**Records for this exercise**

:::::

PR #4262, opened 2019-05-30
[TE] add current time series if it's unavailable in predicted baseline endpoint

jihaozh:
In predicted baseline endpoint, add the current time series only when it's unavailable.


xiaohui-sun:
@jihaozh Can you give more details why what will leads to this scenario?

jihaozh:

:::::

**Work task**
Copy each record above so that no word or mark differs.

**Written response**
PR #4262, opened 2019-05-30
[TE] add current time series if it's unavailable in predicted baseline endpoint

jihaozh:
In predicted baseline endpoint, add the current time series only when it's unavailable.


xiaohui-sun:
@jihaozh Can you give more details why what will leads to this scenario?

jihaozh:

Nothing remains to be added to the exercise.